Другой сын Фанни, рожденный не от Боливара, запомнил и описал такую сцену: «В нашем саду Боливар почему-то крушил и ломал все — деревья, виноградную лозу, цветы и фрукты. Мой отец очень гордился своим садом и был в ужасе от такого вандализма. „Берите все, что вам понравится, — повторял он, — но, ради всего святого, не вырывайте растения с корнем из земли“».
Именно в салоне Фанни Боливар познакомился с бароном Александром Гумбольдтом. Этот известный немецкий путешественник и ученый только что вернулся из Венесуэлы. Он прошел по реке Ориноко до самого ее истока, затем совершил переход через Анды в Перу. Его путь лежал вдоль Тихоокеанского побережья с холодным поверхностным течением, которое он и открыл в 1802 году. Теперь оно называется течением Гумбольдта. Затем путешественник отправился в Мексику. Там он написал «Политическое эссе о королевстве Новая Испания». В этой работе Гумбольдт предсказывал, что Мексика своим величием превзойдет Соединенные Штаты Америки. Он также писал, что Мексика созрела для антиколониального переворота. Это предсказание Гумбольдта оказалось более реалистичным.
Симон присоединился к группе восторженных людей, окружавших барона. Когда речь зашла о печальной судьбе Испанской Америки, погрязшей в нищете и невежестве под реакционным управлением Испании, Боливар воскликнул: «Судьба моей страны изменится, если народ сбросит с себя кандалы угнетения!» Барон презрительно бросил, что «несмотря на благоприятные условия, в Южной Америке нет человека, способного возглавить антиколониальный переворот». Вряд ли в ту минуту Гумбольдт мог предвидеть, насколько он ошибался.

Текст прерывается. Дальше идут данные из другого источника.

PR #3480, opened 2016-12-22
CHE-3369 Git history panel is not opened

vitaliy-guliy:
Fixes appearing of Git history panel.

https://github.com/eclipse/che/issues/3369

### DIFF
--- a/plugins/plugin-git/che-plugin-git-ext-git/src/main/java/org/eclipse/che/ide/ext/git/client/history/HistoryPresenter.java
+++ b/plugins/plugin-git/che-plugin-git-ext-git/src/main/java/org/eclipse/che/ide/ext/git/client/history/HistoryPresenter.java
@@ -134,7 +134,7 @@ public class HistoryPresenter extends BasePresenter implements HistoryView.Actio
             isViewClosed = false;
         }
 
-        partStack.setActivePart(HistoryPresenter.this);
+        partStack.setActivePart(this);
     }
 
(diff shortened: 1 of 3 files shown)


ashumilova (approved):

vparfonov (approved):

plugins/plugin-git/che-plugin-git-ext-git/src/main/java/org/eclipse/che/ide/ext/git/client/history/HistoryPresenter.java
```diff
@@ -132,9 +132,9 @@ public void showDialog(Project project) {
         if (isViewClosed) {
             workspaceAgent.openPart(this, PartStackType.TOOLING);
             isViewClosed = false;
-        } else {
-            partStack.setActivePart(this);
         }
+
+        partStack.setActivePart(HistoryPresenter.this);
```
azatsarynnyy: it can be simplified to `partStack.setActivePart(this)`

vitaliy-guliy: Yes, thanks.
This line was in the inner class and I forgot to remove prefix `HistortyPresenter.`

vitaliy-guliy: Fixed!

Issue #3463, opened 2016-12-21
Duplicate entry in project explorer after import


dkulieshov:
When we import project we have two same entries in a project explorer window however after we refresh page it all looks fine.

Steps to reproduce:
1. Start java workspace
2. Import `che` project
3. Enjoy

Branch: https://github.com/eclipse/che/tree/dynamic-fw

PR #3486, opened 2016-12-22
Fix duplicating node during the project import

vzhukovs:
Don't add a new node with the same path to the tree if such node already exists.

Related issue: #3463


dkulieshov (approved):
Excellent

PR #3490, opened 2016-12-22
Added {% include base.html %} to all markdown. 

JamesDrummond:
Added {% include base.html %} to all markdown. Add license information to some files. Added docs/assets/images to .gitignore . Remove assembly as it should not be used for building. Only the _config.yml file should ever be used for building static html docs.

### What does this PR do?
The {{ base }} variable does not inherit from base html files. There we need to include the base.html in each markdown. It is included directly below the front matter so it should be easy for contributors to add for new pages.


bmicklea (approved):

slemeur (approved):

slemeur:
Seems your commits are not signed off - so the ip-validation is failing

PR #3521, opened 2016-12-26
CHE-2528: Start workspace after renaming of environment

mmorhun:
### What does this PR do?
When snapshot(s) is not found on workspace start, notifies a user with message in machine start log and starts machine from its recipe.

https://github.com/eclipse/che/issues/2528

### Previous behavior
Failed to start workspace after renaming environment with snapshot(s).

### New behavior
Workspace starts without snapshot(s) in case when snapshot(s) is not found.


mmorhun:
WIP

garagatyi (approved):
@evoevodin Please take a look

voievodin (approved):

PR #3530, opened 2016-12-27
CODENVY-1392: fix SSH agent start check

### LINKED ISSUE #1392: Workspace start occasionally fails if docker image doesn't contain ssh and rsync
Workspace start occasionally fails if docker image doesn't contain ssh and rsync. 

Related to:
#1271 
#1371 

**Reproduction Steps:**

Use bitnami stacks to create and start WS several times.

**Expected behavior:**

These WSs start successfully. 

**Observed behavior:**

Sometimes WS start fails and sometimes succeeds. 

**Codenvy version:** m9-snapshot
**OS and version:** Ubuntu 16.04

**Additional information:**

Problem only started happening recently, didn't happen in an older version of Codenvy: [Yes] (because of other reasons such WSs always failed start before merging solution for #1271)
Problem can be reliably reproduced: [No - it's random]

garagatyi:
### What does this PR do?
Chenge check of launch of SSH agent.
Add agent launching checker that checks if command exists
in machine.
Add agent launching checker that checks if port is listened
in machine.
Add agent launching checker that forward check to
several specified checkers.

Fixes codenvy/codenvy#1392

### Previous behavior
Sometimes SSH agent was treated as launched but immediate SSH into container failed.

### New behavior
When SSH agent is treated as launched immediate SSH into container works.

### DIFF
--- a/wsmaster/che-core-api-agent/src/main/java/org/eclipse/che/api/agent/server/launcher/AbstractAgentLauncher.java
+++ b/wsmaster/che-core-api-agent/src/main/java/org/eclipse/che/api/agent/server/launcher/AbstractAgentLauncher.java
@@ -97,7 +97,6 @@ public abstract class AbstractAgentLauncher implements AgentLauncher {
         throw new ServerException(errMsg);
     }
 
-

Блестящий и самодовольный Гумбольдт недолюбливал заносчивых молодых людей. Позднее он честно признался, что никогда не видел в Боливаре человека, «подходящего на роль руководителя Американского крестового похода», потому блестящая карьера Боливара так поразила его.
Осознание собственного предназначения и жажда славы сформировались у Боливара, когда он наблюдал триумф Наполеона в Париже. Позднее Боливар очень осторожно отзывался о Наполеоне. Он опасался, что его стремление стать лидером движения освобождения в Южной Америке его враги будут сравнивать со стремлением Наполеона к господству над Европой. Боливар говорил, что «корона, которой увенчал себя Наполеон, — всего лишь жалкий фетиш. По-настоящему великим был всеобщий восторг, с которым везде встречали этого человека».
Перу де Лакруа много лет спустя объяснил, почему Боливар восхвалял Наполеона, и напомнил его слова:
«Мои враги обвиняют меня в желании основать военное государство, подобное тому, что создал Наполеон. Но если бы это действительно было так, то вряд ли я открыто говорил бы о своем восхищении французским героем. Никто бы не услышал тогда, как я восхваляю его политику, радуюсь его победам, называю его лучшим военачальником в мире, политиком, философом и ученым. Это мое мнение о Наполеоне, но я чрезвычайно осторожен в своих публичных высказываниях. Дневник Наполеона, написанный им на острове Святой Елены, описание военных походов Наполеона и все, что написано о нем, было для меня самым интересным и полезным чтением. По этим книгам я изучал искусство войны, политики и управления государством».
В действительности же Боливар всегда оставался верен своим романтическим идеалам борьбы и свободы, которые естественно уживались в нем с желанием власти и славы. Боливара можно обвинить в деспотизме и произволе, в том, что он не смог отстоять свои завоевания, но совершенно очевидно: власть не смогла испортить его. У него не возникло мании величия, он не вел бессмысленных войн, как Наполеон.
А пока обленившийся, изрядно потратившийся и истощенный сексуальными излишествами Симон Боливар все еще не мог определиться, никак не мог найти в жизни цель, достойную его. Услышав, что его старый учитель Симон Родригес находится в Вене, Боливар поспешил к нему. Встреча, однако, была не самой радушной. Угрюмый интеллектуал разочаровался в своем лучшем ученике, бездарно растрачивающем себя. Родригес в то время был увлечен «Общественным договором» Руссо и поначалу без особого расположения выслушал Симона, жаловавшегося на ощущение пустоты, которое мучило его.
Родригес сообщил Боливару, что по достижении им двадцати одного года он унаследует четыре миллиона франков. И, тут же отругав юношу за его безделье, предложил вместе с ним совершить пешее путешествие по Италии, дабы восстановить физическое и нравственное здоровье. В начале 1805 года эта странная парочка отправилась в путь. О том, сколько на самом деле они прошли пешком, история умалчивает.